We were sitting in the muted light from the lanterns on the walls. The scent of incense hung in the air. Each of us had been sitting in the same cross-legged position on the wooden floor for a good many hours, and it wasn’t even dusk yet. We were on day seven of a sesshin, or silent meditation retreat.
Such stillness can be vexing, for one has to confront the mind directly. Inevitably, one realizes that the mind is quite limited. If one truly pays attention to its mechanics, then one become acutely aware of how just about six or seven thoughts – mostly worries and strange obsessions and a catalog of physical discomfort as we had been sitting in the same position for such a long time – run through the mind in a seemingly continuous loop, repeating themselves ad nauseum.

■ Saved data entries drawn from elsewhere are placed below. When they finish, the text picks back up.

PR #2555, opened 2025-07-29
feat: add `status` to `IndexConfig` and Python bindings

MarkMcCaskey:
In our code we were making a direct http call and reading this value. It would be nice to expose it here but we can pretty easily work around not having this if you all don't want to change your API for this.

### DIFF
--- a/rust/lancedb/src/table.rs
+++ b/rust/lancedb/src/table.rs
@@ -2633,6 +2633,11 @@ impl BaseTable for NativeTable {
                 return None;
             };
 
+            let Some(status) = stats.get("status").and_then(|v| v.as_str()) else {
+                log::warn!("Index statistics was missing 'status' field for index {} ({})", idx.name, idx.uuid);
+                return None;
+            };
+
             let index_type: crate::index::IndexType = match index_type.parse() {
                 Ok(index_type) => index_type,
                 Err(e) => {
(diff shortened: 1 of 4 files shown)


wkalt:
@MarkMcCaskey I think we should consider whether we should do this or return the whole stats blob. We will discuss internally. If the stats is the only place to get the status from then, we there may be an argument for just doing that instead.

westonpace:
I agree with Wyatt that we might as well expose the entire statistics blob.  I think it's ok to still add status as a separate callout.  However, if we are doing this, we should at least open a ticket on `lance` requesting that `status` be made part of the list indices call (and also the index type).

rust/lancedb/src/table.rs
```diff
@@ -2633,6 +2633,11 @@ impl BaseTable for NativeTable {
                 return None;
             };
 
+            let Some(status) = stats.get("status").and_then(|v| v.as_str()) else {
+                log::warn!("Index statistics was missing 'status' field for index {} ({})", idx.name, idx.uuid);
```
westonpace, line 2637: We shouldn't warn here.  This field is only present on enterprise / lancedb cloud.  It will not be present on OSS lance.

wjones127:
I think we're moving away from returning status for now, so closing this.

The goal of the marathon meditation is to ultimately give up on the mind altogether – to release its primacy, and somehow reach a space of inner tranquility. But I couldn’t find the equanimity – the same few thoughts circled around and around in my head.
Suddenly, a rooster crowed. It must have been in the temple, wandering the hallways, it seemed so close. It crowed again. A flood of questions scurried through my head. How did the rooster get into the meditation hall? Who did it belong to? Why was it crowing at this hour? Aren’t they supposed to crow in the morning? This rooster had captured my imagination, and I realized that I had, if only just for a moment, forgotten all about those repeating thoughts and worries. I had become completely absorbed in this rooster.
Artists ask questions. Our own imagination takes over our consciousness. We become incredibly focused on fashioning something tangible out of the void that questions open up for us. The Rinzai school of Buddhism has formalized this process and distilled it into pure questioning meditation, or koan. Followers play literary games. The contemplation of each game, such as an unsolvable riddle, creates an all-encompassing attention that allows the meditator to absorb themselves in something other than the rut of thought that the mind clings to.
This rooster saved me during this meditation retreat. I was able to finally find peace with myself, via a directed line of questioning. And afterwards, I never located the rooster. I don’t know if he ever really existed.